## WORK INSTRUCTIONS
Among the following entries, count the lines that contain "unimplemented" and report only the result.

(Stored items)

-------------------------

PR #2622, opened 2023-08-24
fix: avoid falling back to random port if desired port not free

joske:
If you ask for a desired port and it's not available, the TCP stack should not silently choose a random port, but return an error.

Some tests needed to be fixed for this, as they were all trying to bind to the same port, making parallel test execution impossible.

### DIFF
--- a/node/src/beacon/mod.rs
+++ b/node/src/beacon/mod.rs
@@ -70,9 +70,11 @@ pub struct Beacon<N: Network, C: ConsensusStorage<N>> {
 
 impl<N: Network, C: ConsensusStorage<N>> Beacon<N, C> {
     /// Initializes a new beacon node.
+    #[allow(clippy::too_many_arguments)]
     pub async fn new(
         node_ip: SocketAddr,
         rest_ip: Option<SocketAddr>,
+        bft_ip: Option<SocketAddr>,
         account: Account<N>,
         trusted_peers: &[SocketAddr],
         genesis: Block<N>,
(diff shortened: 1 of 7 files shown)


node/src/beacon/mod.rs
```diff
@@ -70,13 +70,15 @@ pub struct Beacon<N: Network, C: ConsensusStorage<N>> {
...
     /// Initializes a new beacon node.
+    #[allow(clippy::too_many_arguments)]
     pub async fn new(
         node_ip: SocketAddr,
         rest_ip: Option<SocketAddr>,
         account: Account<N>,
         trusted_peers: &[SocketAddr],
         genesis: Block<N>,
         cdn: Option<String>,
+        bft_ip: Option<SocketAddr>,
```
niklaslong: I'd maybe group it with the rest of the IPs?

node/tcp/src/helpers/config.rs
```diff
@@ -84,7 +84,7 @@ impl Default for Config {
             name: None,
             listener_ip: default_ip(),
             desired_listening_port: None,
-            allow_random_port: true,
+            allow_random_port: false,
```
ljedrz, line 87: this belongs in a separate commit IMO, together with the necessary test changes

joske: Not sure what you mean? All the rest ARE the necessary test changes. I've split up this change from the test changes. Is that what you meant?

ljedrz: sorry for not being clear; I meant the extension of the node creation methods, but I'm guessing those were necessary for the test adjustments

joske: Indeed. Still it makes sense to split of the actual fix from the test fixes.

howardwu:
I would request we take a different approach to handling this issue.

For instance, one could use serial_test or for the test cases add a cfg on a /tmp counter to help assist in this.

joske:
The reason I opened this PR is a conceptual one: it seems wrong to fallback to a random port when you ask for a specific one. 

But, if we fix that, then the tests break, because they rely on the random port fallback.

I'm fine to leave this as is, if you think the fallback problem is not an issue.

PR #2628, opened 2023-08-25
[Narwhal] noise network encryption

niklaslong:
This PR implements noise encryption for the gateway. I've also added proptests testing codec roundtrips for all events. E2e tests (and anything using the gateway) cover the noise handshake followed by protocol messaging.


node/narwhal/src/gateway.rs
```diff
@@ -743,10 +792,33 @@ impl<N: Network> Gateway<N> {
         peer_addr: SocketAddr,
         peer_ip: &mut Option<SocketAddr>,
         stream: &'a mut TcpStream,
-    ) -> io::Result<(SocketAddr, Framed<&mut TcpStream, EventCodec<N>>)> {
+    ) -> io::Result<(SocketAddr, Framed<&mut TcpStream, NoiseCodec<N>>)> {
+        /* Noise codec setup */
+
+        let params: NoiseParams = "Noise_XX_25519_ChaChaPoly_BLAKE2s".parse().unwrap();
```
SplittyDev: I think this should be a constant somewhere

node/narwhal/src/helpers/codec.rs
```diff
@@ -84,3 +84,311 @@ impl<N: Network> Decoder for EventCodec<N> {
...
+
+pub enum NoiseState {
+    Handshake(Box<HandshakeState>),
+    PostHandshake(PostHandshakeState),
+}
+
+impl Clone for NoiseState {
+    fn clone(&self) -> Self {
+        match self {
+            Self::Handshake(..) => unimplemented!(),
```
ljedrz:
```suggestion
            Self::Handshake(..) => unreachable!(),
```
IIRC

node/narwhal/src/helpers/codec.rs
```diff
@@ -84,3 +84,311 @@ impl<N: Network> Decoder for EventCodec<N> {
...
+    }
+}
+
+impl NoiseState {
+    pub fn into_post_handshake_state(self) -> Self {
+        if let Self::Handshake(noise_state) = self {
+            let noise_state = noise_state.into_stateless_transport_mode().expect("handshake isn't finished");
+            Self::PostHandshake(PostHandshakeState { state: Arc::new(noise_state), tx_nonce: 0, rx_nonce: 0 })
+        } else {
+            panic!()
```
ljedrz:
```suggestion
            unreachable!()
```

node/narwhal/src/helpers/codec.rs
```diff
@@ -84,3 +84,311 @@ impl<N: Network> Decoder for EventCodec<N> {
...
+                    // Don't allow message sending before the noise handshake has completed.
+                    EventOrBytes::Event(_) => unimplemented!(),
+                    EventOrBytes::Bytes(bytes) => {
+                        let mut buffer = [0u8; MAX_MESSAGE_LEN + 1];
+                        let len = noise
+                            .write_message(&bytes, &mut buffer[1..])
+                            .map_err(|e| Self::Error::new(io::ErrorKind::InvalidInput, e))?;
+
+                        // Set the message type flag.
+                        buffer[0] = message_type as u8;
```
ljedrz: this can prolly go just below the `buffer` binding

node/narwhal/src/helpers/codec.rs
```diff
@@ -84,3 +84,311 @@ impl<N: Network> Decoder for EventCodec<N> {
...
+                    }
+                }
+            }
+
+            NoiseState::PostHandshake(ref mut noise) => {
+                // Encode the message using the event codec.
+                let mut bytes = BytesMut::new();
+                match message_or_bytes {
+                    // Don't allow sending raw bytes after the noise handshake has completed.
+                    EventOrBytes::Bytes(_) => unimplemented!(),
```
ljedrz:
```suggestion
                    EventOrBytes::Bytes(_) => panic!("Unsupported post-handshake"),
```

node/narwhal/src/helpers/codec.rs
```diff
@@ -84,3 +84,311 @@ impl<N: Network> Decoder for EventCodec<N> {
...
+                            .write_message(noise.tx_nonce + nonce_offset as u64, plaintext_chunk, &mut buffer)
+                            .map_err(|e| Self::Error::new(io::ErrorKind::InvalidInput, e))?;
+
+                        buffer.truncate(len);
+
+                        Ok(buffer)
+                    })
+                    .collect();
+
+                let mut buffer = BytesMut::new();
```
ljedrz:
```suggestion
                let mut buffer = BytesMut::with_capacity(1 + encrypted_chunks.iter().map(|c| c.len()).sum::<usize>());
```

node/narwhal/src/helpers/codec.rs
```diff
@@ -84,3 +84,311 @@ impl<N: Network> Decoder for EventCodec<N> {
...
+                let len = noise.read_message(&bytes, &mut buffer).map_err(|_| io::ErrorKind::InvalidData)?;
+
+                Some(EventOrBytes::Bytes(Bytes::copy_from_slice(&buffer[..len])))
+            }
+
+            NoiseState::PostHandshake(ref mut noise) => {
+                // Ignore raw bytes after the noise handshake has completed.
+                if let MessageType::Bytes = flag {
+                    return Ok(None);
+                }
```
ljedrz: hmm, now that I think about it, do we even need this flag if we always send bytes during the handshake and events post-handshake?

ljedrz: we would still need the `enum EventOrBytes`, but not necessarily the leading byte or its `enum`

node/narwhal/src/helpers/codec.rs
```diff
@@ -84,3 +84,311 @@ impl<N: Network> Decoder for EventCodec<N> {
...
+
+                // Noise decryption.
+                let chunked_encrypted_msg: Vec<_> = bytes.chunks(MAX_MESSAGE_LEN).collect();
```
ljedrz: couldn't we instead use `bytes.par_chunks()` for the purposes of parallel processing?

node/narwhal/src/helpers/codec.rs
```diff
@@ -84,3 +84,311 @@ impl<N: Network> Decoder for EventCodec<N> {
...
+                }
+
+                // Chunk the payload if necessary.
+                //
+                // A Noise transport message is simply an AEAD ciphertext that is less than or
+                // equal to 65535 bytes in length, and that consists of an encrypted payload plus
+                // 16 bytes of authentication data.
+                //
+                // See: https://noiseprotocol.org/noise.html#the-handshakestate-object
+                let chunked_plaintext_msg: Vec<_> = bytes.chunks(MAX_MESSAGE_LEN - 16).collect();
```
ljedrz: same note as on decryption - check if `par_chunks` could be used here to avoid the intermediate vector

node/narwhal/src/helpers/codec.rs
```diff
@@ -84,3 +84,311 @@ impl<N: Network> Decoder for EventCodec<N> {
...
+                let num_chunks = chunked_plaintext_msg.len() as u64;
+
+                // Encrypt the resulting bytes with Noise.
+                let encrypted_chunks: Vec<io::Result<Vec<u8>>> = chunked_plaintext_msg
```
ljedrz: maybe we could collect into an `io::Result<Vec<Vec<_>>>` instead? it should still short-circuit

ljedrz (commented):
Very solid work overall, will do another pass once the current comments are address.

niklaslong:
I think that's all the comments addressed 🙏

node/narwhal/src/helpers/codec.rs
```diff
@@ -84,3 +92,244 @@ impl<N: Network> Decoder for EventCodec<N> {
...
+
+                // Chunk the payload if necessary and encrypt with Noise.
+                //
+                // A Noise transport message is simply an AEAD ciphertext that is less than or
+                // equal to 65535 bytes in length, and that consists of an encrypted payload plus
+                // 16 bytes of authentication data.
+                //
+                // See: https://noiseprotocol.org/noise.html#the-handshakestate-object
+                let encrypted_chunks = bytes
+                    .par_chunks(MAX_MESSAGE_LEN - 16)
```
ljedrz:
```suggestion
                    .par_chunks(MAX_MESSAGE_LEN - TAG_LEN)
```
we should add this `const` so that it's clear where the `16` comes from

node/narwhal/src/helpers/codec.rs
```diff
@@ -84,3 +92,244 @@ impl<N: Network> Decoder for EventCodec<N> {
...
+                    buffer.extend_from_slice(&chunk);
+                    noise.tx_nonce += 1;
+                }
+
+                buffer
+            }
+        };
+
+        // Encode the resulting ciphertext using the length-delimited codec.
+        self.codec.encode(ciphertext.freeze(), dst)
```
ljedrz, line 216: I missed this before, but I think we might instead want to have this call within the branches in order to write directly into the output buffer, without going through intermediate bytes

node/narwhal/src/helpers/codec.rs
```diff
@@ -84,3 +92,244 @@ impl<N: Network> Decoder for EventCodec<N> {
...
+                // Decrypt the ciphertext in handshake mode.
+                let mut buffer = [0u8; MAX_MESSAGE_LEN];
+                let len = noise.read_message(&bytes, &mut buffer).map_err(|_| io::ErrorKind::InvalidData)?;
+
+                Some(EventOrBytes::Bytes(Bytes::copy_from_slice(&buffer[..len])))
+            }
+
+            NoiseState::PostHandshake(ref mut noise) => {
+                // Noise decryption.
+                let decrypted_chunks: Vec<io::Result<Vec<u8>>> = bytes
```
ljedrz:
```suggestion
                let decrypted_chunks: io::Result<Vec<Vec<u8>>> = bytes
```
(also needs an adjustment when chunking)

ljedrz (commented):
Just a few extra suggestions and I think it's good to go :ok_hand:.

node/narwhal/src/helpers/codec.rs
niklaslong: As discussed, we shouldn't do this because of the length delimited codec, we'd be writing a `u32` per chunk to the stream.

ljedrz (approved):
LGTM :+1:

SplittyDev (approved):
Nice 👍

joske (approved):

howardwu (approved):

PR #2649, opened 2023-09-11
[Testnet3] Update README.md

web3deadline:
2.1.7 has new private-key and private-key-file params and some explanations in readme need to be update, delete wrong param

## Motivation

make it right and easy to use snarkOS

## Test Plan

no need

## Related PRs

none


web3deadline:
@howardwu

howardwu (approved):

-------------------------

## EXPECTED ANSWER
3